Он оставил площадь за спиной, но выкрики, смех и аплодисменты преследовали его, пытаясь проникнуть в сознание навсегда. Улицы Первопрестольска стали ловушкой, опутавшей город и не дававшей вырваться. Прохожие казались тенями, бесшумно и безразлично скользящими мимо, предпочитая не замечать происходящее.
На углу он остановился, заметив резкое движение в соседнем переулке. Несколько мужчин грубо заталкивали молодых девушек в тёмный фургон без опознавательных знаков. Короткие вскрики тонули в грубом хохоте похитителей.
Один из мужчин захлопнул дверцу и громко, наслаждаясь безнаказанностью, произнёс:
– Расслабьтесь, девчонки! Теперь это не преступление, а гражданский долг.
Его циничный голос резал слух, а последовавший смех наполнил воздух ядовитым облаком жестокости.
Аркадий оглянулся на прохожих. Их лица застыли в равнодушии, глаза смотрели в сторону, будто улицы стали пространством, где страх победил совесть. Аркадий подошёл к стоявшим неподалёку полицейским, указав на переулок и требуя вмешаться. Те равнодушно пожали плечами и отвернулись, продолжая пустой разговор о личном.
– Там похищают девушек! Вы обязаны это остановить! – голос Аркадия дрожал от отчаяния.
Полицейский медленно и без интереса посмотрел на него, презрительно улыбнувшись:
– Успокойтесь, гражданин. Теперь это не похищение, а государственная программа. Мы не можем вмешиваться.

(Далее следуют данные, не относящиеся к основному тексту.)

PR #201, opened 2019-06-18
Fix doctest examples

arybczak:
It would be good to also make CI run `make doctest`, but I'm not sure how to do it.


arybczak:
Yes, let's do that :+1:

PR #205, opened 2019-06-20
Move LabelOptic to Optics.Label and work on haddocks

adamgundry:


optics-core/src/Optics/Label.hs
```diff
@@ -0,0 +1,201 @@
...
+--
+-- Perhaps Peter is going on vacation and needs to leave his pets at home:
+--
+-- >>> peter & set #pets []
+-- Human {humanName = "Peter", humanAge = 13, humanPets = []}
+--
+--
+-- == Structure of 'LabelOptic' instances
+--
+-- /Note:/ You might wonder why instances above are written in form
```
arybczak: `/Note:/` is not needed here as it's the beginning of a new section.

arybczak:
Looks good (modulo one comment), thanks!

optics-core/src/Optics/Label.hs
adamgundry: Good point, removed. I'm not totally satisfied with the docs here but I don't plan to do any more on them right now.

Аркадий отшатнулся, чувствуя, как гнев и беспомощность смешиваются внутри в невыносимое отчаяние. Он ясно осознал, что город стал западнёй, где больше нет защиты, где закон заменили грубая сила и жестокость, оправданные новой нормой.
Он пошёл дальше по улицам, всё больше напоминавшим декорации сюрреалистичного спектакля. Женщин хватали прямо на остановках, у магазинов и кафе, тащили силой в автомобили, а прохожие ускоряли шаг, опускали глаза и делали вид, что их это не касается.